What you have to do:
Go through the records and extract every line with the word "level".

The data:
_ _ _ _ _
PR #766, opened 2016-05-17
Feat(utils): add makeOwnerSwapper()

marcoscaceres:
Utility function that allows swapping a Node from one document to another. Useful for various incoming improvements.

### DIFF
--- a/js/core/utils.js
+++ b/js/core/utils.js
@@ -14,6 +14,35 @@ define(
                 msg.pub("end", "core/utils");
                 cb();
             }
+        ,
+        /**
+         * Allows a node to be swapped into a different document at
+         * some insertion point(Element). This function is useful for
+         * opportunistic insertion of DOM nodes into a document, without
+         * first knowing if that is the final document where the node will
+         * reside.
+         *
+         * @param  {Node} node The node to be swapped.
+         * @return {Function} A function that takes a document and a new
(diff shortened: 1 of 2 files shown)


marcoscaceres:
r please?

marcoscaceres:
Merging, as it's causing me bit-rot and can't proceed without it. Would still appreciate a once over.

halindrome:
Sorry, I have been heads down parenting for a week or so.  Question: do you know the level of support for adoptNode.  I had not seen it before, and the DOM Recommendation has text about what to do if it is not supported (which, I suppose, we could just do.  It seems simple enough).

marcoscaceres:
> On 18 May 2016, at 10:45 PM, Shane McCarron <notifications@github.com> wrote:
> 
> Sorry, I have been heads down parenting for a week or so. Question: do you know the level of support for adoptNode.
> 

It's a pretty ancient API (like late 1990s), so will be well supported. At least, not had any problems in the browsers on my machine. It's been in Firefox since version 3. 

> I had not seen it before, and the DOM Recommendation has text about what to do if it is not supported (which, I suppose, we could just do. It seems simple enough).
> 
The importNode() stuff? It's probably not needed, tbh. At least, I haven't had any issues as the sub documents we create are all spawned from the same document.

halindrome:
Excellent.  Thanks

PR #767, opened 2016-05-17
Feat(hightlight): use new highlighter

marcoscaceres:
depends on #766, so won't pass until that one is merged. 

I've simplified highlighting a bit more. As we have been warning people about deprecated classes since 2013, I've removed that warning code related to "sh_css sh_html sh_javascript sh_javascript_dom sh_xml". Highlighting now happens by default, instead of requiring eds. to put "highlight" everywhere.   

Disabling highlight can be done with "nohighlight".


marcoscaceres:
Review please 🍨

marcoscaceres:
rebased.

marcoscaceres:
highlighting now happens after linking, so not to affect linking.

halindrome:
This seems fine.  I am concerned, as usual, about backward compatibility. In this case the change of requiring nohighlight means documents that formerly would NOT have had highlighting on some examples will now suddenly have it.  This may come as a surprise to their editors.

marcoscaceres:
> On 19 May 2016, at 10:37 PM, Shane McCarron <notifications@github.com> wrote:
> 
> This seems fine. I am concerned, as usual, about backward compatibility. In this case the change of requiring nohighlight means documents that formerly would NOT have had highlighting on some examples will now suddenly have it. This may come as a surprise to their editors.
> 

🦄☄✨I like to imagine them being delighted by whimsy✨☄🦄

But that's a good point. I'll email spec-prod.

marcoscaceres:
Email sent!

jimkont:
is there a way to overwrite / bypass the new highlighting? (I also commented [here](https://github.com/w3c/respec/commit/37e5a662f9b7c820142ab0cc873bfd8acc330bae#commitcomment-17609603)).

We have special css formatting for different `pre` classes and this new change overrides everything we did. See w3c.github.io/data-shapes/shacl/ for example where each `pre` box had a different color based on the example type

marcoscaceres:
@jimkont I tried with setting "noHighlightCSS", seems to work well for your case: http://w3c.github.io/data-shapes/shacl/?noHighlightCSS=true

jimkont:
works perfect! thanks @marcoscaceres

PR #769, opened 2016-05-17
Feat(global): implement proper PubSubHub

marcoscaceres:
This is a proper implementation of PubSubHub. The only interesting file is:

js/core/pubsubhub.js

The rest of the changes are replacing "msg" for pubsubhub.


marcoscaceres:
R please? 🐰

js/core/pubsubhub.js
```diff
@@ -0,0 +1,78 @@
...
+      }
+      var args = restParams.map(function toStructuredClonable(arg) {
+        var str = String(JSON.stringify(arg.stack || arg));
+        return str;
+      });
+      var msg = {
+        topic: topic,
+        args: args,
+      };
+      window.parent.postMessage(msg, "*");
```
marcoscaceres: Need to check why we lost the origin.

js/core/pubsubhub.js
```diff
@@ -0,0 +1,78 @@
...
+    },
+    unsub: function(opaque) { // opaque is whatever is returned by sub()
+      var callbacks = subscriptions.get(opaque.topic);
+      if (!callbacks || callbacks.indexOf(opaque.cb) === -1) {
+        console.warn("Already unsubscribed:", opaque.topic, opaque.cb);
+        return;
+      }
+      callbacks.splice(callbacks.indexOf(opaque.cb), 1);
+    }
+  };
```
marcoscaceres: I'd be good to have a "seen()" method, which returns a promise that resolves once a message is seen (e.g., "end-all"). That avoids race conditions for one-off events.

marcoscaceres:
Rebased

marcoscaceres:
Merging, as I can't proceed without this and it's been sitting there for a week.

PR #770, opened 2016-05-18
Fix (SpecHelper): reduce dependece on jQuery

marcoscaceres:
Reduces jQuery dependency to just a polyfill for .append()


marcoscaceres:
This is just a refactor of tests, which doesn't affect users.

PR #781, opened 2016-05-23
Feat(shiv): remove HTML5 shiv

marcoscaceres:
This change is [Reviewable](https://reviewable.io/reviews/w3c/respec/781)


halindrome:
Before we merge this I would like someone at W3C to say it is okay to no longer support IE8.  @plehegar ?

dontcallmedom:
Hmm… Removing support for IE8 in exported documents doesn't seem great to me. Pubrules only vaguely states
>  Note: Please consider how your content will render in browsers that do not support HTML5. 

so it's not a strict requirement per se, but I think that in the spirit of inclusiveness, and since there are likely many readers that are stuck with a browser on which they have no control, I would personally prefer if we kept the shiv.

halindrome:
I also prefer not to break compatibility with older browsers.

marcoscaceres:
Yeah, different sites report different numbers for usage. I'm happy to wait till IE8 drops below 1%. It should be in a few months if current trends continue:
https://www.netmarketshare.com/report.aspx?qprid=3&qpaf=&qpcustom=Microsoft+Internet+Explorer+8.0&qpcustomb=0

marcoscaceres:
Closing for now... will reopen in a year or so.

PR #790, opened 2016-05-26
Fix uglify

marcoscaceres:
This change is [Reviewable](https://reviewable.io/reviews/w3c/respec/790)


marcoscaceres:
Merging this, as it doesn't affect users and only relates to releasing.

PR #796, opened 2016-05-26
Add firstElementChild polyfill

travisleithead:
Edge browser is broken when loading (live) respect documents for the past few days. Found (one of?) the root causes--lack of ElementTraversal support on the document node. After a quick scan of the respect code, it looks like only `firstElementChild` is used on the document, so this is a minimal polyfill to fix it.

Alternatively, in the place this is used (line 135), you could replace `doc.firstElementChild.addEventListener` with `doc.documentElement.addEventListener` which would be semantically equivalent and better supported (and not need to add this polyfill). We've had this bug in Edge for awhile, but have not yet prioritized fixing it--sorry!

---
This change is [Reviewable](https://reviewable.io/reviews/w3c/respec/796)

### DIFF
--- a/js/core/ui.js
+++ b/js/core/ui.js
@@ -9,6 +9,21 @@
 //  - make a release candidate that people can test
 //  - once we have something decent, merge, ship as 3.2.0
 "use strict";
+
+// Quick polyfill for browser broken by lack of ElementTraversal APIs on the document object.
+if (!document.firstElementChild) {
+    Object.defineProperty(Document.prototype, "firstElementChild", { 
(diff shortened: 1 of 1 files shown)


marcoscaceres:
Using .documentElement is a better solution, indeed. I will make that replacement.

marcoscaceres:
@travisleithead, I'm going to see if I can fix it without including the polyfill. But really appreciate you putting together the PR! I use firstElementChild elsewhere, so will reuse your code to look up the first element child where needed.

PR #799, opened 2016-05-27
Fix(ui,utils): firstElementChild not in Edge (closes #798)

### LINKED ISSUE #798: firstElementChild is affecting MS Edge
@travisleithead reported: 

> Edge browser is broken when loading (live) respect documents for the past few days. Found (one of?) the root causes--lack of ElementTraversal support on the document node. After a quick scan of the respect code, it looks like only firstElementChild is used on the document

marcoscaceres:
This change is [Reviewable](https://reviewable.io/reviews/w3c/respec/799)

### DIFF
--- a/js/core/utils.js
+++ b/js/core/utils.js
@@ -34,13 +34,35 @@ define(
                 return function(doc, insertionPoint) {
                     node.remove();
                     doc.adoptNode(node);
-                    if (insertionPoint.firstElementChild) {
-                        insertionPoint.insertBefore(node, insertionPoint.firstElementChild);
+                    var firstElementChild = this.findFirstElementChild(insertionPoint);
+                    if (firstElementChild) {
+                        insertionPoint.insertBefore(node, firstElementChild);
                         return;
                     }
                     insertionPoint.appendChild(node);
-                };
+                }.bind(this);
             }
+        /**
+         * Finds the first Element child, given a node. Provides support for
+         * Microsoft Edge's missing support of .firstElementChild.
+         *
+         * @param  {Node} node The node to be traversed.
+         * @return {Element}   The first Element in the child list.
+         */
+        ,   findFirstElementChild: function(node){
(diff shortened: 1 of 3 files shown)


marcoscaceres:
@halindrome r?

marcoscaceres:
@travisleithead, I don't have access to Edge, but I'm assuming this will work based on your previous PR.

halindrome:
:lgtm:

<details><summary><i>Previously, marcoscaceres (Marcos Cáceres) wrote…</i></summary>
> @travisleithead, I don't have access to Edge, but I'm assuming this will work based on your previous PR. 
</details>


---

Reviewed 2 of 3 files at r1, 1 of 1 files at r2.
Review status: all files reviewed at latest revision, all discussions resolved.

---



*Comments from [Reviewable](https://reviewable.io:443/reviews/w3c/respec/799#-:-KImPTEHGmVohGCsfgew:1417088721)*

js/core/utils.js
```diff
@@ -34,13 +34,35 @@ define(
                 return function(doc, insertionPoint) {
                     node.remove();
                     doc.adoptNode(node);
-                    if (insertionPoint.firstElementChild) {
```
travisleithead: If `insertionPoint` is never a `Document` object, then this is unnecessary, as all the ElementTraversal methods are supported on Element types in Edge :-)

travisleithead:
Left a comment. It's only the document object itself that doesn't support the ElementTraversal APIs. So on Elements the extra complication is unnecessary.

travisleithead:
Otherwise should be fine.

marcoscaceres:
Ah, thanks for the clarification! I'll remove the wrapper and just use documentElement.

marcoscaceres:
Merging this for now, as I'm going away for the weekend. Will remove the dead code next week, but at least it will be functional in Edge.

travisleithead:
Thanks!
_ _ _ _ _
Reply to the task:
Sorry, I have been heads down parenting for a week or so.  Question: do you know the level of support for adoptNode.  I had not seen it before, and the DOM Recommendation has text about what to do if it is not supported (which, I suppose, we could just do.  It seems simple enough).
> Sorry, I have been heads down parenting for a week or so. Question: do you know the level of support for adoptNode.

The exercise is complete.